Your answer must be the full set of records, repeated exactly.

BEGIN

PR #224, opened 2021-05-18
Add subsetHz SPC method

brownag:
``` r
library(aqp, warn.conflicts = FALSE)
#> This is aqp 1.30
library(soilDB)

data("loafercreek")

# A horizons with top depth greater than 10cm
res <- subsetHz(loafercreek, grepl("A", hzname), hzdept > 10)

plot(res)
```


dylanbeaudette:
Great idea, this will simplify a lot of my redundant code.

PR #228, opened 2021-05-23
Fix estimateAWC errors on R 3.6.x

brownag:
- Uses `data.frame(stringsAsFactors=FALSE)` and a label column instead of `dput()` structure containing a factor column. 
- [x] Fixes factor levels and order / remove ambiguity resulting in base AWC mismatch (passes on R 3.6.x?)


brownag:
RE: rounding on <= R 3.6.x https://cran.r-project.org/web/packages/round/vignettes/Rounding.html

END

» **Exercise answer**
PR #224, opened 2021-05-18
Add subsetHz SPC method

brownag:
``` r
library(aqp, warn.conflicts = FALSE)
#> This is aqp 1.30
library(soilDB)

data("loafercreek")

# A horizons with top depth greater than 10cm
res <- subsetHz(loafercreek, grepl("A", hzname), hzdept > 10)

plot(res)
```


dylanbeaudette:
Great idea, this will simplify a lot of my redundant code.

PR #228, opened 2021-05-23
Fix estimateAWC errors on R 3.6.x

brownag:
- Uses `data.frame(stringsAsFactors=FALSE)` and a label column instead of `dput()` structure containing a factor column. 
- [x] Fixes factor levels and order / remove ambiguity resulting in base AWC mismatch (passes on R 3.6.x?)


brownag:
RE: rounding on <= R 3.6.x https://cran.r-project.org/web/packages/round/vignettes/Rounding.html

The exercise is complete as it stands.